Plopping herself down in her chair, she flipped on her computer, typed in her user name and password, and waited for the machine to load. At this point, she had four possible leads—Cline, the Palestinian who’d killed him, federal judge Benjamin Taylor, and the unknown shooter.

Detective Weizman was working on identifying the Palestinian and the shooter. On that front, his databases likely would prove more effective than hers. But, to cover her bases, she sent a picture of the dead Palestinian from her phone to her computer and started running it for facial recognition.

That done, she pulled up Steven Cline’s State Department dossier. She had skimmed the report on Cline the day she was offered his job. Nothing had caught her eye at the time. Now, with him knee-deep in whatever was going down, she hoped maybe she’d find something she missed.

The records detailed a family man with a wife and two kids who would soon be sitting Shiva in Tel Aviv. A Jewish funeral traditionally occurred within twenty-four hours of death, and seldom more than seventy-two. In Cline’s case, there would be some type of autopsy, and extended family would be given time to attend. Jordan figured it would be three days.

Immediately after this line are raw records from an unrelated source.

PR #1492, opened 2020-03-25
Enhancement webots console ansi codes

### LINKED ISSUE #1481: Add optional timestamps to console messages
When loading a world the console does not get cleaned automatically, it is not a problem but maybe some users would like to associate timestamps to the output, so it matches the moment when they are working on simulations. It should be a setting to match the user's preference.

remi-cyberbotics:
This PR will improve the webots console outputting part, allowing it to support some more ANSI control codes.

This will also improve documentation about the capabilities of the console as well as including some convenient headers in different languages to use those efficiently.

As suggested in the linked issue we could also implements some optional timestamps for the output.

Close #1481


src/webots/gui/WbConsole.cpp
```diff
@@ -410,54 +418,89 @@ void WbConsole::handlePossibleAnsiEscapeSequences(const QString &msg, WbLog::Lev
...
         html += htmlSpan(remains, level);
         handleCRAndLF(html);
         return;
       }
-      if (j != i)
+      if (j != i) {  // Extract text contained between two escape codes if so
         html += htmlSpan(msg.mid(j, i - j), level);
+      }
     }
-    handleCRAndLF(html);
```
remi-cyberbotics: This was never used since we return in the above if when we found the last escape character, otherwise if there was not in the raw string, we pass in the underneath else.

omichel: Well spotted. It seems we could even remove the following `else`.

projects/samples/devices/controllers/console_capabilities/console_capabilities.c
```diff
@@ -0,0 +1,58 @@
+/*
```
DavidMansolino: This controller is missing a ``.gitignore`` file 😉

docs/guide/controller-programming.md
```diff
@@ -452,6 +452,19 @@ if (finished) {
 
 Note that the exit status as well as the value returned by the `main` function are ignored by Webots.
 
+### Console Output
+
+As mentionned above, outputting something from the controller will be redirected by Webots to the console. The Webots console can not be used interactively but still supports some basic ANSI sequences. One can output text with certain style, using color for example.
+
+Currently the console supports the following:
```
omichel:
```suggestion
As mentioned earlier, printing to `stdout` or `stderr` from a controller will be redirected by default to the Webots console.
Note however, that the Webots console doesn't support `stdin` input.
Like most terminals, it supports a few basic [ANSI escape codes](https://en.wikipedia.org/wiki/ANSI_escape_code) for setting text styles and clearing the content of the console:
```

docs/guide/controller-programming.md
```diff
@@ -452,6 +452,19 @@ if (finished) {
...
+  - 8 bit color (foreground and background)
+  - Bold style
+  - Underline style
+  - Clear screen (same as issuing `clear` command in your terminal)
+  - Resetting style
+
+There is a world example in webots: samples/devices/console_capabilities or at `$WEBOTS_HOME/projects/samples/devices/controllers/console_capabilities` to demonstrate how to use those.
```
omichel: I would rename this example to `console` which is less verbose than `console_capabilities` and is more consistent with other device examples.

projects/samples/devices/controllers/console_capabilities/ansi_codes.h
```diff
@@ -0,0 +1,59 @@
+/*
```
omichel: This header file should be useful to other controllers, hence we should include it in the Webots API, and not in a specific controller folder.

projects/samples/devices/controllers/console_capabilities/ansi_codes.h
```diff
@@ -0,0 +1,59 @@
...
+
+// Convenient macros
+#define PRINT_IN_BLACK(x) puts(ANSI_COLOR_FG_BLACK x ANSI_STYLE_RESET)
+#define PRINT_IN_RED(x) puts(ANSI_COLOR_FG_RED x ANSI_STYLE_RESET)
+#define PRINT_IN_GREEN(x) puts(ANSI_COLOR_FG_GREEN x ANSI_STYLE_RESET)
+#define PRINT_IN_YELLOW(x) puts(ANSI_COLOR_FG_YELLOW x ANSI_STYLE_RESET)
+#define PRINT_IN_BLUE(x) puts(ANSI_COLOR_FG_BLUE x ANSI_STYLE_RESET)
+#define PRINT_IN_MAGENTA(x) puts(ANSI_COLOR_FG_MAGENTA x ANSI_STYLE_RESET)
+#define PRINT_IN_CYAN(x) puts(ANSI_COLOR_FG_CYAN x ANSI_STYLE_RESET)
+#define PRINT_IN_WHITE(x) puts(ANSI_COLOR_FG_WHITE x ANSI_STYLE_RESET)
```
omichel: Instead of relying on `puts`, I would base such macros on `printf` which is more common and more powerful and hence rename them into `ANSI_PRINTF_IN_*`. I believe we should use the `ANSI` prefix for all macros in this file to avoid name clash.

docs/guide/controller-programming.md
```diff
@@ -452,6 +452,19 @@ if (finished) {
 
 Note that the exit status as well as the value returned by the `main` function are ignored by Webots.
 
+### Console Output
+
+As mentionned above, outputting something from the controller will be redirected by Webots to the console. The Webots console can not be used interactively but still supports some basic ANSI sequences. One can output text with certain style, using color for example.
+
+Currently the console supports the following:
+  - 8 bit color (foreground and background)
```
omichel: You didn't implemented 8-bit color, but 3-bit color.

docs/guide/controller-programming.md
```diff
@@ -452,6 +452,19 @@ if (finished) {
...
+  - Bold style
+  - Underline style
+  - Clear screen (same as issuing `clear` command in your terminal)
+  - Resetting style
```
omichel:
```suggestion
  - Reset (colors and styles)
```

projects/samples/devices/controllers/console_capabilities/ansi_codes.h
```diff
@@ -0,0 +1,59 @@
...
+ * See the License for the specific language governing permissions and
+ * limitations under the License.
+ */
+
+#ifndef ANSI_CODES_H
+#define ANSI_CODES_H
+
+#include <stdio.h>
+
+#define ANSI_STYLE_RESET "\x1b[0m"
```
omichel:
```suggestion
#define ANSI_RESET "\x1b[0m"
```

projects/samples/devices/controllers/console_capabilities/ansi_codes.h
```diff
@@ -0,0 +1,59 @@
...
+
+#define ANSI_BOLD_STYLE "\x1b[1m"
```
omichel: The `STYLE` keyword is not useful:
```suggestion
#define ANSI_BOLD "\x1b[1m"
```

projects/samples/devices/controllers/console_capabilities/ansi_codes.h
```diff
@@ -0,0 +1,59 @@
...
+#define ANSI_UNDERLINE_STYLE "\x1b[4m"
```
omichel:
```suggestion
#define ANSI_UNDERLINE "\x1b[4m"
```

projects/samples/devices/controllers/console_capabilities/ansi_codes.h
```diff
@@ -0,0 +1,59 @@
...
+
+#define ANSI_COLOR_BG_BLACK "\x1b[40m"
```
omichel: We try to avoid abbreviations:
```suggestion
#define ANSI_BLACK_BACKGROUND "\x1b[40m"
```
etc.

projects/samples/devices/controllers/console_capabilities/ansi_codes.h
```diff
@@ -0,0 +1,59 @@
...
+#define PRINT_IN_BLACK(x) puts(ANSI_COLOR_FG_BLACK x ANSI_STYLE_RESET)
+#define PRINT_IN_RED(x) puts(ANSI_COLOR_FG_RED x ANSI_STYLE_RESET)
+#define PRINT_IN_GREEN(x) puts(ANSI_COLOR_FG_GREEN x ANSI_STYLE_RESET)
+#define PRINT_IN_YELLOW(x) puts(ANSI_COLOR_FG_YELLOW x ANSI_STYLE_RESET)
+#define PRINT_IN_BLUE(x) puts(ANSI_COLOR_FG_BLUE x ANSI_STYLE_RESET)
+#define PRINT_IN_MAGENTA(x) puts(ANSI_COLOR_FG_MAGENTA x ANSI_STYLE_RESET)
+#define PRINT_IN_CYAN(x) puts(ANSI_COLOR_FG_CYAN x ANSI_STYLE_RESET)
+#define PRINT_IN_WHITE(x) puts(ANSI_COLOR_FG_WHITE x ANSI_STYLE_RESET)
+
+#define CONSOLE_CLEAR puts(ANSI_CLEAR_SCREEN)
```
omichel:
```suggestion
#define ANSI_CLEAR_CONSOLE puts(ANSI_CLEAR_SCREEN)
```

projects/samples/devices/controllers/console_capabilities/console_capabilities.c
```diff
@@ -0,0 +1,58 @@
...
+  printf("%s%sRed background on Blue text%s\n", ANSI_COLOR_BG_RED, ANSI_COLOR_FG_BLUE, ANSI_STYLE_RESET);
+  printf("%s%sGreen background on Yellow%s\n", ANSI_COLOR_BG_GREEN, ANSI_COLOR_FG_YELLOW, ANSI_STYLE_RESET);
+  printf("%s%sYellow background on Magenta text%s\n", ANSI_COLOR_BG_YELLOW, ANSI_COLOR_FG_MAGENTA, ANSI_STYLE_RESET);
+  printf("%s%sCyan background on Red text%s\n", ANSI_COLOR_BG_CYAN, ANSI_COLOR_FG_RED, ANSI_STYLE_RESET);
+  printf("%s%sBlue background on White text%s\n", ANSI_COLOR_BG_BLUE, ANSI_COLOR_FG_WHITE, ANSI_STYLE_RESET);
+  printf("%s%sMangenta background on Green text%s\n", ANSI_COLOR_BG_MAGENTA, ANSI_COLOR_FG_GREEN, ANSI_STYLE_RESET);
+  printf("%s%sWhite background on Black text%s\n", ANSI_COLOR_BG_WHITE, ANSI_COLOR_FG_BLACK, ANSI_STYLE_RESET);
+
+  printf("%s%sBold style green text%s\n", ANSI_COLOR_FG_GREEN, ANSI_BOLD_STYLE, ANSI_STYLE_RESET);
+  printf("%s%sUnderlined style green text%s\n", ANSI_COLOR_FG_GREEN, ANSI_UNDERLINE_STYLE, ANSI_STYLE_RESET);
```
omichel: There is no example of clearing the console here...

projects/samples/devices/worlds/console_capabilities.wbt
```diff
@@ -0,0 +1,196 @@
...
+TexturedBackground {
+}
+TexturedBackgroundLight {
+}
+RectangleArena {
+}
+Robot {
+  translation 0.337657 -7.99361e-15 -0.334416
+  rotation 0 -1 0 -2.570805307179586
+  children [
```
omichel: The robot here is not the interesting part, therefore it should be simplified to the extreme.

projects/samples/devices/worlds/console_capabilities.wbt
```diff
@@ -0,0 +1,196 @@
+#VRML_SIM R2020a utf8
+WorldInfo {
+  info [
+    "The MyBot robot, the robot used in the tutorial of Webots"
+  ]
+  title "MyBot"
```
omichel: This information should be more meaningful.

src/webots/gui/WbConsole.cpp
```diff
@@ -272,29 +272,36 @@ QString WbConsole::htmlSpan(const QString &s, WbLog::Level level) const {
   if (s.isEmpty() || s == "\n")
     return "";
 
-  QString color;
+  QString fgColor;
```
omichel: https://github.com/cyberbotics/webots/wiki/Coding-Style#cs44-no-abbreviations
```suggestion
  QString foregroundColor;
```

src/webots/gui/WbConsole.cpp
```diff
@@ -410,56 +417,94 @@ void WbConsole::handlePossibleAnsiEscapeSequences(const QString &msg, WbLog::Lev
       foreach (const QString code, codes) {
         // the stored sequence may be "0" or "1", "30", "31", "32", etc.
         if (code == "0") {  // reset to default
-          mColor = ansiBlack();
+          mFgColor = ansiBlack();
+          mBgColor.clear();
           mBold = false;
-        } else if (code == "1")  // bold
+          mUnderline = false;
+        } else if (code == "1")
```
omichel: Please do not remove these useful comments

src/webots/gui/WbConsole.cpp
```diff
@@ -410,56 +417,94 @@ void WbConsole::handlePossibleAnsiEscapeSequences(const QString &msg, WbLog::Lev
...
           mBold = true;
-        else if (code.startsWith("3")) {  // foreground color change
+        else if (code == "4")
+          mUnderline = true;
+        else if (code.startsWith("2")) {
+          const char c = code.toLocal8Bit().data()[1];
+          if (c == 'J') {
```
omichel: All these codes should be commented so that we know to what they correspond.

projects/samples/devices/worlds/.console_capabilities.wbproj
```diff
@@ -0,0 +1,10 @@
+Webots Project File version R2020a
```
omichel: This `.wbproj` file should be configured to open the controller program in the editor window.

projects/samples/devices/worlds/.console.wbproj
```diff
@@ -0,0 +1,10 @@
+Webots Project File version R2020a
```
remi-cyberbotics: Is it okay to have a big console output window ? Or do we want to see the code part a little more ?

docs/guide/controller-programming.md
```diff
@@ -452,6 +452,19 @@ if (finished) {
...
+As mentioned earlier, printing to `stdout` or `stderr` from a controller will be redirected by default to the Webots console.
+Note however, that the Webots console doesn't support `stdin` input.
+Like most terminals, it supports a few basic [ANSI escape codes](https://en.wikipedia.org/wiki/ANSI_escape_code) for setting text styles and clearing the content of the console:
+  - 3 bit color (foreground and background)
+  - Bold style
+  - Underline style
+  - Clear screen (same as issuing `clear` command in your terminal)
+  - Reset (colors and styles)
+
+There is a world example in webots: samples/devices/console or at `$WEBOTS_HOME/projects/samples/devices/controllers/console` to demonstrate how to use those.
```
DavidMansolino:
```suggestion
There is a world example in webots: samples/devices/console or at "[WEBOTS\_HOME/projects/samples/devices/controllers/console](https://github.com/cyberbotics/webots/tree/master/projects/samples/devices/controllers/console)" to demonstrate how to use those.
```

docs/guide/controller-programming.md
```diff
@@ -452,6 +452,19 @@ if (finished) {
 
 Note that the exit status as well as the value returned by the `main` function are ignored by Webots.
 
+### Console Output
+
```
DavidMansolino: We should probably mention the new header here.

projects/samples/devices/worlds/console.wbt
```diff
@@ -0,0 +1,33 @@
+#VRML_SIM R2020a utf8
```
DavidMansolino: To me this sample as it is not strictly a device, should rather go in ``projects/samples/howto`` (as it is the case for example for the sample showing how to use the mouse (which is not a Webots device too)).

src/webots/gui/WbConsole.cpp
```diff
@@ -408,58 +414,96 @@ void WbConsole::handlePossibleAnsiEscapeSequences(const QString &msg, WbLog::Lev
...
+      if (i == -1) {  // Previous escape code was the last one found
         const QString remains(msg.mid(j));
         html += htmlSpan(remains, level);
         handleCRAndLF(html);
         return;
       }
-      if (j != i)
+      if (j != i) {  // Extract text contained between two escape codes if so
         html += htmlSpan(msg.mid(j, i - j), level);
+      }
```
DavidMansolino:
```suggestion
      if (j != i)  // Extract text contained between two escape codes if so
        html += htmlSpan(msg.mid(j, i - j), level);
```

projects/samples/devices/worlds/.console.wbproj
DavidMansolino: On my small screen the problem is more the width of the text editor, the 3D view is so small that I don't see the play etc. buttons.

docs/guide/controller-programming.md
```diff
@@ -452,6 +452,19 @@ if (finished) {
...
+As mentioned earlier, printing to `stdout` or `stderr` from a controller will be redirected by default to the Webots console.
+Note however, that the Webots console doesn't support `stdin` input.
+Like most terminals, it supports a few basic [ANSI escape codes](https://en.wikipedia.org/wiki/ANSI_escape_code) for setting text styles and clearing the content of the console:
+  - 3 bit color (foreground and background)
```
omichel:
```suggestion
  - 3-bit color (foreground and background)
```

include/controller/c/webots/utils/ansi_codes.h
```diff
@@ -0,0 +1,59 @@
...
+#define ANSI_PRINTF_IN_BLACK(x, ...) printf(ANSI_BLACK_FOREGROUND x ANSI_RESET "\n", ##__VA_ARGS__)
+#define ANSI_PRINTF_IN_RED(x, ...) printf(ANSI_RED_FOREGROUND x ANSI_RESET "\n", ##__VA_ARGS__)
+#define ANSI_PRINTF_IN_GREEN(x, ...) printf(ANSI_GREEN_FOREGROUND x ANSI_RESET "\n", ##__VA_ARGS__)
+#define ANSI_PRINTF_IN_YELLOW(x, ...) printf(ANSI_YELLOW_FOREGROUND x ANSI_RESET "\n", ##__VA_ARGS__)
+#define ANSI_PRINTF_IN_BLUE(x, ...) printf(ANSI_BLUE_FOREGROUND x ANSI_RESET "\n", ##__VA_ARGS__)
+#define ANSI_PRINTF_IN_MAGENTA(x, ...) printf(ANSI_MAGENTA_FOREGROUND x ANSI_RESET "\n", ##__VA_ARGS__)
+#define ANSI_PRINTF_IN_CYAN(x, ...) printf(ANSI_CYAN_FOREGROUND x ANSI_RESET "\n", ##__VA_ARGS__)
+#define ANSI_PRINTF_IN_WHITE(x, ...) printf(ANSI_WHITE_FOREGROUND x ANSI_RESET "\n", ##__VA_ARGS__)
+
+#define ANSI_CONSOLE_CLEAR printf(ANSI_CLEAR_SCREEN "\n")
```
omichel: I prefer to use MY_MACRO(), with parentheses, because it feels more like I'm calling a function. Otherwise it looks like I'm calling a constant. Also, I setting the verb in second position which makes it more readable.
```suggestion
#define ANSI_CLEAR_CONSOLE() printf(ANSI_CLEAR_SCREEN "\n")
```

projects/samples/devices/controllers/console/console.c
```diff
@@ -0,0 +1,65 @@
...
+
+#include <webots/utils/ansi_codes.h>
+
+#define TIME_STEP 64
+
+int main(int argc, char **argv) {
+  wb_robot_init();
+
+  ANSI_PRINTF_IN_GREEN("This text will not be seen because we are going to clear the console");
+  ANSI_CONSOLE_CLEAR;
```
omichel:
```suggestion
  ANSI_CLEAR_CONSOLE();
```

docs/guide/controller-programming.md
remi-cyberbotics: Just curious about the double quotes here, do we need them ?

DavidMansolino: We don't *need* them, it is just to be coherent with the other references (see for example: https://www.cyberbotics.com/doc/guide/appearances#asphalt).

projects/samples/howto/controllers/console/console.c
```diff
@@ -0,0 +1,65 @@
...
+#include <webots/robot.h>
+
+#include <webots/utils/ansi_codes.h>
+
+#define TIME_STEP 64
+
+int main(int argc, char **argv) {
+  wb_robot_init();
+
+  ANSI_PRINTF_IN_GREEN("This text will not be seen because we are going to clear the console");
```
omichel: It's a pity that we don't see this message at all and maybe skip the fact that the console is actually cleared.
```suggestion
  ANSI_PRINTF_IN_GREEN("This text will disappear in about 4 seconds because we are going to clear the console...");
  wb_robot_step(4096);
```

include/controller/c/webots/utils/ansi_codes.h
```diff
@@ -0,0 +1,59 @@
...
+#define ANSI_PRINTF_IN_BLACK(x, ...) printf(ANSI_BLACK_FOREGROUND x ANSI_RESET "\n", ##__VA_ARGS__)
+#define ANSI_PRINTF_IN_RED(x, ...) printf(ANSI_RED_FOREGROUND x ANSI_RESET "\n", ##__VA_ARGS__)
+#define ANSI_PRINTF_IN_GREEN(x, ...) printf(ANSI_GREEN_FOREGROUND x ANSI_RESET "\n", ##__VA_ARGS__)
+#define ANSI_PRINTF_IN_YELLOW(x, ...) printf(ANSI_YELLOW_FOREGROUND x ANSI_RESET "\n", ##__VA_ARGS__)
+#define ANSI_PRINTF_IN_BLUE(x, ...) printf(ANSI_BLUE_FOREGROUND x ANSI_RESET "\n", ##__VA_ARGS__)
+#define ANSI_PRINTF_IN_MAGENTA(x, ...) printf(ANSI_MAGENTA_FOREGROUND x ANSI_RESET "\n", ##__VA_ARGS__)
+#define ANSI_PRINTF_IN_CYAN(x, ...) printf(ANSI_CYAN_FOREGROUND x ANSI_RESET "\n", ##__VA_ARGS__)
+#define ANSI_PRINTF_IN_WHITE(x, ...) printf(ANSI_WHITE_FOREGROUND x ANSI_RESET "\n", ##__VA_ARGS__)
+
+#define ANSI_CLEAR_CONSOLE() printf(ANSI_CLEAR_SCREEN "\n")
```
omichel:
```suggestion
#define ANSI_CLEAR_CONSOLE() printf(ANSI_CLEAR_SCREEN)
```

remi-cyberbotics:
Last thing would be to implement (optional) timestamps in the console output, and translate the C header to the different languages, should we do it now ?

src/webots/gui/WbConsole.cpp
```diff
@@ -272,29 +272,35 @@ QString WbConsole::htmlSpan(const QString &s, WbLog::Level level) const {
...
+  if (!foregroundColor.isEmpty() || bold || mUnderline) {
     span += " style=\"";
-    if (!color.isEmpty())
-      span += "color:" + color + ";";
+    if (!foregroundColor.isEmpty() && mBackgroundColor.isEmpty())
+      span += "color:" + foregroundColor + ";";
+    else if (!foregroundColor.isEmpty() && !mBackgroundColor.isEmpty()) {
+      span += "color:" + foregroundColor + ";";
+      span += "background-color:" + mBackgroundColor + ";";
+    }
```
omichel: That part of code looks odd to me. Can't we simplify it like that?
```suggestion
    if (!foregroundColor.isEmpty())
      span += "color:" + foregroundColor + ";";
    if (!mBackgroundColor.isEmpty())
      span += "background-color:" + mBackgroundColor + ";";
```

omichel:
As explained in #1481, I would not implement the timestamp in the console.
For the other languages, yes, we should certainly implement it now in this PR.

include/controller/c/webots/utils/ansi_codes.h
```diff
@@ -0,0 +1,59 @@
...
+#define ANSI_YELLOW_FOREGROUND "\x1b[33m"
+#define ANSI_BLUE_FOREGROUND "\x1b[34m"
+#define ANSI_MAGENTA_FOREGROUND "\x1b[35m"
+#define ANSI_CYAN_FOREGROUND "\x1b[36m"
+#define ANSI_WHITE_FOREGROUND "\x1b[37m"
+
+#define ANSI_CLEAR_SCREEN "\x1b[2J"
+
+// Convenient macros
+#define ANSI_PRINTF_IN_BLACK(x, ...) printf(ANSI_BLACK_FOREGROUND x ANSI_RESET "\n", ##__VA_ARGS__)
```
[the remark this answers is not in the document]
remi-cyberbotics: True it is not the same behavior than printf, however if we don't do this way, the user would systematically need to specify ANSI_RESET along with a `"\n"`.
So an example to just output in Red without the `"\n"` in the macro would be:
`ANSI_PRINTF_IN_RED("Red text!%s\n", ANSI_RESET);`
Otherwise just specifying `"\n"` would color the controller name like here:

src/webots/gui/WbConsole.cpp
remi-cyberbotics: True it is more clear, on it!

include/controller/c/webots/utils/ansi_codes.h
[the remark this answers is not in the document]
omichel: Indeed, this is due to some bad management of the [controller name] prefix with respect to colors... A bug that was here before this PR...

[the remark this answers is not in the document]
omichel: I just found it and I believe I can fix it easily. I'll do that on this PR.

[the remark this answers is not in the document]
remi-cyberbotics: Okay Olivier, otherwise I would have implemented it since I tested it a little, but if you are on it...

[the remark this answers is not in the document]
omichel: Bug fixed, commited there.

include/controller/c/webots/utils/ansi_codes.h
remi-cyberbotics: So do we want to print anything before cleaning ?
It sounds stupid put it like this, but I think this macro should keep the newline like when calling the bash function of the same name.
Otherwise we would need a subsequent call to printf to ouptut a `"\n"` and so send the command to the webots console.

omichel: No, it's wrong. If you run webots on with the "--stdout" option, the stdout will come to the Terminal and it will display an empty line with only the controller name. This doesn't happen in Webots (but it should) and is due to this "\n" in ANSI_CLEAR_CONSOLE which is taken into account after the clear screen.

remi-cyberbotics: So a user just issue: `ANSI_CLEAR_CONSOLE();` is his controller code and the screen should get cleaned ?

omichel: Yes.

omichel: But for now, we should forget about these MACROs, the problem is not here, it is in the behavior of the ANSI clear screen which is wrong in the Webots console: `"\x1b[2J\n"` should clear the console and add a new line. Currently that doesn't work in the Webots console, but works in the terminal.

omichel:
@remi-cyberbotics: Can we close this PR?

Focusing on the dossier, Jordan found that Cline—other than collecting a few parking tickets over the years—was as clean as you could get. A Stanford grad, he spoke both English and Hebrew, had studied Middle Eastern cultures in school, and had served at this Tel Aviv post for nine months before requesting an emergency transfer back to the states. Raised Jewish, he was the youngest of five from a family not known to be particularly pious, though he had spent one year in Israel between high school and college. Because of his DSS background check, the records were thorough, right down to his father’s eye color and his mother’s rosebud tattoo.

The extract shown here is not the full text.